# Beet pulp?



## Huckleberry (Mar 12, 2010)

We are getting two adult wethers (1.5-2 yrs old) that have been fed soaked beet pulp by the previous owners each day instead of grain. Is this a better option than grain? I'm also not sure if we switch them to grain right away if it will be a shock to their system. We have only fed bottle babies up to this point, but are waiting for the book "Diet for wethers" to arrive. I would like to hear any opinions or experiences with this, thanks!


----------



## Huckleberry (Mar 12, 2010)

Well, we got these boys yesterday and one of them definitely overweight. They are almost two and are getting 1 cup of soaked beet pulp mixed with one cup of black oil sunflower seeds twice a day! Again, any advice would be great!


----------



## Rex (Nov 30, 2008)

Can't help you with the beet pulp. I've heard of it being used for feed but have never used it myself so I'm not much help in that department.


----------



## sweetgoatmama (Dec 10, 2008)

We use beet pulp for the older wethers who need extra calories. It is a llittle high in calcium but if they are only getting grass hay it's not a problem. For the guys with bad teeth wwe soak it, othersie we just feed it right in the manger. Clay Zimmerman does this also.

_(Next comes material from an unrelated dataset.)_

PR #981, opened 2025-03-06
Adds bulk entry of participants.

### LINKED ISSUE #906: Allow for bulk participant entry
Figma: https://www.figma.com/design/g46Nfl5EHG7DfwqupK3G4X/H3-2024?node-id=789-4316&t=mTnNx6Dknc3uoVn1-4

This should be implemented for collection manager and depositor entries on this page.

I sure wouldn't feed it to a goat with a weight problem as it's pretty high calory stuff.


----------



## Bob Jones (Aug 21, 2009)

I saw Clay at the state fair with a couple of his goats. I was walking with two canes at the time. A couple friends at work invited me to go hiking up to Goat Lake in Idaho. I suggested we rent Clay's goats for the trip, and we began planning. Then the market crashed and we had layoffs, but by spring I was so anxious to go when the others canceled out, that I bought my first babies and started hiking every week.


----------



## Huckleberry (Mar 12, 2010)

Yeah, I stopped the beet pulp because one of them was really overweight when we got them. He's been on pasture, browse, and a little grass hay when rainy and I can't believe how much weight he seems to have lost in 3 weeks. He even seems like a new goat. He has started to run around and play like a kid now, which he never did before.


----------